When thinking of this, I realized even the smallest parts of nature can bring us back to moments in our lives that truly touched us and then really let us feel a connection to nature. Maybe when we are not in Hawaii or Alaska or other breath taking places, we must find the small pieces of nature we see and relate it to ourselves and our experiences to find connections. Though this sounds self-centered, it is in this connection that we realize how amazing this nature is and the incredible entity it is.

As a Catholic, I found myself feeling such gratitude to the God I believe in. Like Emerson said, whatever your "counsels of creation" happen to be, you relate it back to that; whether a God or simply the great creator nature itself.
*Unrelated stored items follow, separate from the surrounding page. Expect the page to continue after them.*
PR #19620, opened 2024-04-20
[fr] remove odd parameters from `Web/API/EventTarget/*`

leon-win:
### Description

This PR removes odd parameters in `fr` locale:
* `mozSystemGroup` from `Web/API/EventTarget/addEventListener` and `Web/API/EventTarget/removeEventListener`;
* `passive` from `Web/API/EventTarget/removeEventListener`.

Relates to https://github.com/mdn/content/pull/9979, #19427


SphinxKnight (approved):
Thanks @leon-win for this :bow: always really appreciate going for the extra-mile for other locales.

I'm wondering why the en-US page still has `passive` in the examples for `removeEventListener()` but that's not a blocker for this one :)

leon-win:
> Thanks @leon-win for this 🙇 always really appreciate going for the extra-mile for other locales.
> 
> I'm wondering why the en-US page still has `passive` in the examples for `removeEventListener()` but that's not a blocker for this one :)

I always try to help if possible :hugs: 

Regarding the use of the `passive` parameter in the examples for `removeEventListener()`, I agree that they are rather confusing. But on the other hand, I understand why such examples are given: to show that it is (and only) the `capture` flag that is influences.

It might be more accurate to point out that the possible options for `addEventListener()` and `removeEventListener()` are different:
https://dom.spec.whatwg.org/#interface-eventtarget
image

Perhaps it makes sense to propose such an idea to the `mdn/content`)

PR #19639, opened 2024-04-22
[zh-cn]: update translation of `<center>` element

T34-active:


yin1999 (approved):
Thank you @T34-active

PR #35997, opened 2026-05-11
[ja] docs(http): HTTP の概要説明の文言を調整

gobo-cello:
### Description

1. `connection` を「接続」と翻訳
2. `meaning` 節前後の文言を調整

### Additional details

該当部分の原文
`HTTP follows a classical client-server model, with a client opening a connection to make a request, then waiting until it receives a response from the server. HTTP is a stateless protocol, meaning that the server does not keep any session data between two requests, although the later addition of cookies adds state to some client-server interactions.`

なし


mfuji09 (approved):
OKです。

PR #36173, opened 2026-05-22
fix(fr): example in note don't explain ths shorten version properly

regseb:
### Description

Correct the bad example so that it remains bad. Just like they do in [English](https://github.com/mdn/content/blob/52a81d8138473b6ac4bec77d0be4261cb0b76d41/files/en-us/learn_web_development/core/frameworks_libraries/react_getting_started/index.md?plain=1#L74-L78).

### Motivation

The note doesn't make sense, because the example is the same as the correct one.


tristantheb (approved):
Merci pour la correction, bien vue la duplication du code qui s'est glissée dans l'exemple secondaire 👍🏻

PR #36447, opened 2026-06-09
Web/Accessibility/ARIA/Guides/Techniques を更新

naimonon77:
### Description

元英文：https://github.com/mdn/content/blob/main/files/en-us/web/accessibility/aria/guides/techniques/index.md?plain=1


mfuji09 (approved):
OKです。

PR #36668, opened 2026-06-23
Numberの精度説明で小数点以下を有効数字に修正

Juke-99:
### Description
Update the Japanese wording for the precision of JavaScript `Number`.

This changes the phrase from "小数点以下 15 ～ 17 桁程度" to wording that describes it as approximately 15–17 significant decimal digits.

### Motivation
The current Japanese wording says "digits after the decimal point", but the surrounding explanation is about the precision of the mantissa/significand.

This precision should be described as significant decimal digits, not as a fixed number of digits after the decimal point. This helps avoid the impression that `Number` always preserves 15–17 fractional digits regardless of the magnitude of the value.

### Additional details
The corresponding English wording currently says "about 15 to 17 decimal places". Since the English wording has the same ambiguity, I plan to open a corresponding PR for `mdn/content` as well.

It is through this knowledge of my connection to my "counsel of creation" and nature that did make me feel privileged to be. Privileged to be alive.

1 comment:

  1. I am very much interested in how many times "nature" is invoked through childhood memory... as if after childhood nature takes on a different meaning, loses place in one' life, etc. Moreover, that it is only in childhood that "nature" inspires seems to suggest a kind of weakening of either ourselves or the natural world. Which is it, I wonder? And is it important to try to reconnect w/ the natural world "as if" we were children?